** Data listing follows **
PR #3382, opened 2026-05-19
fix: skip empty open when defaults are off and keep editor raw

artem-harbour:
Linear: SD-3153

Prevents opening an empty context menu when `includeDefaultItems: false` and no custom items are available, and avoids `PresentationEditor` private-field proxy errors by storing context editor as `markRaw`.


harbournick (approved):
LGTM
** End of Data listing **
Your assignment - Reproduce each of the entries exactly, omitting none.

Solution for this problem -
PR #3382, opened 2026-05-19
fix: skip empty open when defaults are off and keep editor raw

artem-harbour:
Linear: SD-3153

Prevents opening an empty context menu when `includeDefaultItems: false` and no custom items are available, and avoids `PresentationEditor` private-field proxy errors by storing context editor as `markRaw`.


harbournick (approved):
LGTM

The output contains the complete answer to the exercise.